Saved entries
PR #792, opened 2015-02-05
HSEARCH-1800 St thomas

emmanuelbernard:


emmanuelbernard:
https://hibernate.atlassian.net/browse/HSEARCH-1800

s4ke:
Since this API is aimed at Integrators I'd like to have a way to have access to the Low-Level methods of the ExtendedSearchIntegrator/SearchIntegrator used.

Also, I don't think WorkLoad is a good name for a class that as far as I can tell is a replacement of FullTextSession.

emmanuelbernard:
Hi @s4ke 

The parallel is more like this:

* `WorkLoadManager` == `EntityManagerFactory`
* `WorkLoad` == `EntityManager`

I remained quite conservative on what is exposed because this API would be a user API, not only for integrators. It can be useful for "lazy" integrators that don't want the full work of integrating with their own native API (like say EntityManager) but that's not the only target.

emmanuelbernard:
BTW I'm working on a first documentation draft.

s4ke:
@emmanuelbernard: about the conservatism: that's fine for me as long as I can somehow get hold of the SearchIntegrator. Are you against that? If yes, maybe we can make a "contract" that integrators that want to have acces to it have to cast the WorkLoadManager to its implementation?

s4ke:
After running mvn install I am left with a changed git repository:

manualsource/org.hibernate.search.manualsource.test.Star/ is added.

Should this be fixed?

Sanne:
Good catch @s4ke : yes the index should be either stored in memory or cleaned up.

s4ke:
@emmanuelbernard :

I thought about the naming a bit and I really don't like it if this is supposed to be user API. WorkLoadManager doesn't really suggest Search capabilities. Why not call it SearchManager and SearchManagerFactory?

gunnarmorling:
When would a user benefit from the proposed functionality? Specifically, if they don't work with JPA entities to begin with, what do they gain from this API over working with Lucene (or e.g. ES) directly?

s4ke:
This would work perfectly together with this: https://github.com/Hotware/Hibernate-Search-JPA . This is an important thing for people that want to use Hibernate-Search with JPA providers that happen to not be Hibernate-ORM.

hferentschik:
For my part, I thought we get a lot of these things as part of the free form entity stuff @Sanne is working on. In my world we start with @Sanne's refactoring and gradually extend it. I don't quite understand the need for another module here.

s4ke:
Just a follow up on my comments that I wanted this:

As of now I have no need for this anymore. Please disregard my comments saying otherwise.

Sanne:
@emmanuelbernard do you still think this is going to be useful?

If so I'm ok to merge it as an experimental module, provided you are able rebase it

gunnarmorling:
Ok, so I had a closer look this morning. Some general thoughts:

* Overall, I like the idea of having a simple API for indexing objects and getting them back from queries. That said, the story around this needs to be sharpened IMHO. If people have ES, getting their objects in there through JSON mapping a la Jackson is very simple. So I think it's not a super-attractive toy for this croud per se. We still give them association denormalization, switching between backends, and different work modes (JMS etc.), so these are things that provide a benefit.
* Embedded Lucene usage is a bit different, there the aspect of "API simplification" takes more affect.
* The limitation to actual Java classes is a severe one. St. Thomas would benefit from free-form very much, so this should be a close follow-up. I know, resources etc. ...

So yes, let's add it as a module and see whether it gains traction. As @emmanuelbernard is saying, there is not to loose much, the code is largely in place.

I'll add some more comments inline on specifics.

manualsource/src/main/java/org/hibernate/search/manualsource/FullTextQuery.java
```diff
@@ -0,0 +1,211 @@
...
+ * See the lgpl.txt file in the root directory or <http://www.gnu.org/licenses/lgpl-2.1.html>.
+ */
+
+package org.hibernate.search.manualsource;
+
+import java.util.Iterator;
+import java.util.List;
+import java.util.concurrent.TimeUnit;
+
+import org.apache.lucene.search.Explanation;
```
gunnarmorling: Can we avoid Lucene exposure in the API? It'll be a general theme in HS 6, but it'd be good to avoid it in newly written code to begin with.

manualsource/src/main/java/org/hibernate/search/manualsource/SearchFactory.java
```diff
@@ -0,0 +1,107 @@
...
+	/**
+	 * Retrieve an analyzer instance by its definition name
+	 *
+	 * @param name the name of the analyzer
+	 *
+	 * @return analyzer with the specified name
+	 *
+	 * @throws org.hibernate.search.exception.SearchException if the definition name is unknown
+	 */
+	Analyzer getAnalyzer(String name);
```
gunnarmorling: Could we skip that? I understand it's copied essentially, but it'd be great to avoid the leakage of Lucene.

manualsource/src/main/java/org/hibernate/search/manualsource/WorkLoad.java
```diff
@@ -0,0 +1,115 @@
...
+ * License: GNU Lesser General Public License (LGPL), version 2.1 or later
+ * See the lgpl.txt file in the root directory or <http://www.gnu.org/licenses/lgpl-2.1.html>.
+ */
+
+package org.hibernate.search.manualsource;
+
+import java.io.Serializable;
+
+/**
+ * Represents an indexing and querying work load.
```
gunnarmorling: I'm not sure I like the mix of indexing and querying in a single contract. Specifically, what are semantics when running queries during an un-finished batch? On first thought, I'd split the two up into two things, e.g. `IndexingTask` and `Query` (yes, I know that name is taken).

manualsource/src/main/java/org/hibernate/search/manualsource/WorkLoad.java
```diff
@@ -0,0 +1,115 @@
...
+	 * @param entity The entity to index - must not be <code>null</code>.
+	 *
+	 * @throws IllegalArgumentException if entity is null or not an @Indexed entity
+	 */
+	<T> void index(T entity);
+
+	/**
+	 * @return the <code>SearchFactory</code> instance.
+	 */
+	SearchFactory getSearchFactory();
```
gunnarmorling: Should one rather get this from the `WorkloadManager` (or some other, more "service-like" contract)? It seems odd to expose it on the level of individual works.

manualsource/src/main/java/org/hibernate/search/manualsource/WorkLoad.java
```diff
@@ -0,0 +1,115 @@
...
+	 *
+	 * Any {@link org.hibernate.search.indexes.interceptor.EntityIndexingInterceptor} registered on the entity type will be ignored.
+	 *
+	 * @param entityType The class of the entities to remove.
+	 *
+	 * @throws IllegalArgumentException if entityType is <code>null</code> or not a class or superclass annotated with <code>@Indexed</code>.
+	 */
+	<T> void purgeAll(Class<T> entityType);
+
+	// TODO should we add the mass indexer?
```
gunnarmorling: I'd like that in a follow-up, as it provides good benefit over simple manual integration.

manualsource/src/main/java/org/hibernate/search/manualsource/impl/FullTextQueryImpl.java
```diff
@@ -0,0 +1,268 @@
...
+
+	private static final Log log = LoggerFactory.make();
+	private final WorkLoadImpl workLoadImpl;
+
+	private final HSQuery hSearchQuery;
+
+	/**
+	 * Constructs a  <code>FullTextQueryImpl</code> instance.
+	 */
+	public FullTextQueryImpl(org.apache.lucene.search.Query query,
```
gunnarmorling: Ok, so this would not work with ES. I suppose we are fine on the indexing side, but querying would need some enabling work.

manualsource/src/test/java/org/hibernate/search/manualsource/test/ManualSourceIndexingTest.java
```diff
@@ -0,0 +1,131 @@
...
+
+		// add the data to the database
+		database.put( sun.getId(), sun );
+		database.put( alphaCentauri.getId(), alphaCentauri );
+
+		WorkLoad workLoad = workLoadManager.createWorkLoad();
+		workLoad.startBatch();
+		workLoad.index( sun );
+		workLoad.index( alphaCentauri );
+		workLoad.commitBatch();
```
gunnarmorling: How about making it more Lambda-ish:

    workLoadManager.executeBulkOfWork( workLoad -> {
        workLoad.index( sun );
        workLoad.index( alpha );
    });

Removes two methods from `WorkLoad`.

Actually, could it always be that style, also if there only is a single index task? I.e. why distinguish between single and batch?

manualsource/src/main/java/org/hibernate/search/manualsource/source/ObjectInitializer.java
```diff
@@ -0,0 +1,30 @@
...
+/**
+ * Interface implemented by the source of data to load specific entities.
+ *
+ * @author Emmanuel Bernard &lt;emmanuel@hibernate.org&gt;
+ */
+public interface ObjectInitializer {
+	/**
+	 * Initializes the set of requested objects and put them in the map.
+	 */
+	void initializeObjects(List<EntityKeyForLoad> keys, Map<EntityKeyForLoad, Object> idsToObjects, Context context);
```
gunnarmorling: Out of interest, what's the reason for passing in the result map as a parameter instead of returning it?

A pattern growing on me recently is passing in a "collector" accepting result(s):

    void initializeObjects(List<EntityKeyForLoad> keys, EntityCollector collector, Context context) {
        for(EntityKeyForLoad key : keys) {
            Object entity = ...;
            collector.addEntity( key, entity );
        }
    }

Essentially, it's a more abstract flavor of yours, exposing only those methods actually needed. Plus, it gives our caller the freedom of how to implement it and we can add more methods to that down the road if needed:

gsmet:
@yrodiere should we close this one? I think we have all the infrastructure needed in the Search 6 POC and we won't make any progress on this on the Search 5 codebase.

yrodiere:
@gsmet I think we can close it, yes: most of what is achieved here could be achieved with a custom mapper derived from the POJO mapper in Search 6.
I will move the ticket to 6 and won't close it yet, though, because it seems the ticket is supposed to benefit Hibernate Search users, not integrators, and if so, we need to make things simpler, or at least add documentation about how to write a (simple) mapper.

PR #793, opened 2015-02-05
HSEARCH-1663

gunnarmorling:
This picks some low-hanging fruits to get rid of several references to HS "impl" classes from ISPN.

The remaining references in "main" code are (going to ignore dependencies in test code for now):

infinispan-query
* SearchableCacheConfiguration
  * org.hibernate.search.engine.service.classloading.impl.DefaultClassLoaderService (there is a TODO already to replace it with something from ISPN)
* LuceneWorkTransformationVisitor
  * org.hibernate.search.backend.impl.WorkVisitor

infinispan-remote-query-server
* IndexingTagHandler
  * org.hibernate.search.engine.impl.LuceneOptionsImpl
  * org.hibernate.search.engine.metadata.impl.DocumentFieldMetadata
* QueryFacadeImpl
  * org.hibernate.search.bridge.builtin.impl.NullEncodingTwoWayFieldBridge
  * org.hibernate.search.bridge.builtin.impl.TwoWayString2FieldBridgeAdaptor

Any ideas for resolving some or all of these are welcome. I guess though we'll need to tackle them at another time, as the HS iteration is nearly over.

### DIFF
--- a/engine/src/main/java/org/hibernate/search/backend/impl/batch/DefaultBatchBackend.java
+++ b/engine/src/main/java/org/hibernate/search/backend/impl/batch/DefaultBatchBackend.java
@@ -16,6 +16,7 @@ import org.hibernate.search.backend.OptimizeLuceneWork;
 import org.hibernate.search.backend.impl.StreamingSelectionVisitor;
 import org.hibernate.search.backend.impl.TransactionalSelectionVisitor;
 import org.hibernate.search.backend.impl.WorkQueuePerIndexSplitter;
+import org.hibernate.search.backend.spi.BatchBackend;
 import org.hibernate.search.batchindexing.MassIndexerProgressMonitor;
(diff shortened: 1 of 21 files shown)


hferentschik:
> I guess though we'll need to tackle them at another time, as the HS iteration is nearly over.

+1 I think we should wrap things up and merge the things we have to start with

gunnarmorling:
@Sanne Pushed an update which introduces `IndexingMode getIndexingMode()`. I removed `getIndexingStrategy()` from impl types where possible but I left it in place (and deprecated) where it's exposed through the SPI (`BuildContext`) as we keep higher promises there.

Sanne:
I've merged most of it: skipped the documentbuilder buildcontext changes as that's a bit inconvenient to polish now.
Thanks! that string/enum thing had been bothering me since a while..

PR #794, opened 2015-02-05
HSEARCH-1791

hferentschik:


hferentschik:
In the end I basically kept all your changes. Just made the tests a bit more concise just focusing on the issue. 

That said, we have some underlying issues and I think we just have not nailed yet what it is.

Sanne:
merged, thanks @hferentschik @gunnarmorling  !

Problem:
Could you transcribe the entries exactly, from the first line through the line containing "The parallel is", and give nothing more?

Your solution:
PR #792, opened 2015-02-05
HSEARCH-1800 St thomas

emmanuelbernard:


emmanuelbernard:
https://hibernate.atlassian.net/browse/HSEARCH-1800

s4ke:
Since this API is aimed at Integrators I'd like to have a way to have access to the Low-Level methods of the ExtendedSearchIntegrator/SearchIntegrator used.

Also, I don't think WorkLoad is a good name for a class that as far as I can tell is a replacement of FullTextSession.

emmanuelbernard:
Hi @s4ke 

The parallel is more like this:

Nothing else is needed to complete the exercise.